== Task to carry out ==
Consider the data that follows and state how many lines contain the string "before", using the number alone.

== Given information ==
PR #7565, opened 2026-09-15
fix: ignore shebang before YAML frontmatter

### LINKED ISSUE #6708: Accept and ignore a shebang (`#!`) before a YAML frontmatter (`//|`)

== Task answer ==
2